**Description of the task**
Character for character, write out the data below.

══════════

PR #1024, opened 2020-10-14
Renaming of lists which members are included in other lists 

salaun-urennes1:
This was foridden. This commit changes this behavior. 

After renaming is done, the new code goes through ->get_including_lists('member') and updates config of these lists to include members with the new listname. Note however that inclusions through data_sources (member_include, owner_include or editor_include parameters) are not updated; too hazardious to perform source_parameters changes without knowing the semantics.

### DIFF
--- a/default/web_tt2/admin.tt2
+++ b/default/web_tt2/admin.tt2
@@ -56,7 +56,7 @@
             </form>
         [%~ ELSIF is_included ~%]
             <p>
-                [%|loc%]Closing or renaming this list is impossible, because it is included by other mailing list(s).[%END%]
+                [%|loc%]This list is included by other lists and cannot be closed.[%END%]
                 <br />
                 <a class="button" href="[% 'including_lists' | url_rel([list]) %]">
                     [%|loc(list)%]View lists including %1[%END%]
@@ -71,11 +71,11 @@
                 </div>
             </form>
         [%~ END %]
-        [% IF may_create_list && ! is_included ~%]
+        [% IF may_create_list ~%]
             <form name="manage_list_name" action="[% path_cgi %]" method="post">
                 <fieldset>
                     <input class="MainMenuLinks" type="submit" name="action_rename_list_request" value="[%|loc%]Rename List[%END%]"/>
-                    [%|loc%]Allows you to change this list's name. Everything related to the list will be renamed, including the mail aliases and the web archives.[%END%]
+                    [%|loc%]Allows you to change this list's name. Everything related to the list will be renamed, including the mail aliases and the web archives. If members of this list are included as members in other lists, these inclusions will be updates too. However inclusions through data_sources cannot be treated.[%END%]
                     <input type="hidden" name="list" value="[% list %]"/>
                 </fieldset>
             </form>
--- a/src/lib/Sympa/Request/Handler/move_list.pm
+++ b/src/lib/Sympa/Request/Handler/move_list.pm
@@ -84,21 +84,15 @@ sub _twist {
         return undef;
     }
 
-    # If list is included by another list, then it cannot be renamed.
+    # If list is included by another list, then we need to change these lists config
+    # First step: keep an array of these lists
+    # Second step (after list renaming): update these lists config
+    my $members_included_by = [];
     unless ($mode and $mode eq 'copy') {
         if ($current_list->is_included) {
-            $log->syslog('err',
-                'List %s is included by other list: cannot rename it',
-                $current_list);
-            $self->add_stash(
-                $request, 'user',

══════════

**Completed task**
PR #1024, opened 2020-10-14
Renaming of lists which members are included in other lists 

salaun-urennes1:
This was foridden. This commit changes this behavior. 

After renaming is done, the new code goes through ->get_including_lists('member') and updates config of these lists to include members with the new listname. Note however that inclusions through data_sources (member_include, owner_include or editor_include parameters) are not updated; too hazardious to perform source_parameters changes without knowing the semantics.

### DIFF
--- a/default/web_tt2/admin.tt2
+++ b/default/web_tt2/admin.tt2
@@ -56,7 +56,7 @@
             </form>
         [%~ ELSIF is_included ~%]
             <p>
-                [%|loc%]Closing or renaming this list is impossible, because it is included by other mailing list(s).[%END%]
+                [%|loc%]This list is included by other lists and cannot be closed.[%END%]
                 <br />
                 <a class="button" href="[% 'including_lists' | url_rel([list]) %]">
                     [%|loc(list)%]View lists including %1[%END%]
@@ -71,11 +71,11 @@
                 </div>
             </form>
         [%~ END %]
-        [% IF may_create_list && ! is_included ~%]
+        [% IF may_create_list ~%]
             <form name="manage_list_name" action="[% path_cgi %]" method="post">
                 <fieldset>
                     <input class="MainMenuLinks" type="submit" name="action_rename_list_request" value="[%|loc%]Rename List[%END%]"/>
-                    [%|loc%]Allows you to change this list's name. Everything related to the list will be renamed, including the mail aliases and the web archives.[%END%]
+                    [%|loc%]Allows you to change this list's name. Everything related to the list will be renamed, including the mail aliases and the web archives. If members of this list are included as members in other lists, these inclusions will be updates too. However inclusions through data_sources cannot be treated.[%END%]
                     <input type="hidden" name="list" value="[% list %]"/>
                 </fieldset>
             </form>
--- a/src/lib/Sympa/Request/Handler/move_list.pm
+++ b/src/lib/Sympa/Request/Handler/move_list.pm
@@ -84,21 +84,15 @@ sub _twist {
         return undef;
     }
 
-    # If list is included by another list, then it cannot be renamed.
+    # If list is included by another list, then we need to change these lists config
+    # First step: keep an array of these lists
+    # Second step (after list renaming): update these lists config
+    my $members_included_by = [];
     unless ($mode and $mode eq 'copy') {
         if ($current_list->is_included) {
-            $log->syslog('err',
-                'List %s is included by other list: cannot rename it',
-                $current_list);
-            $self->add_stash(
-                $request, 'user',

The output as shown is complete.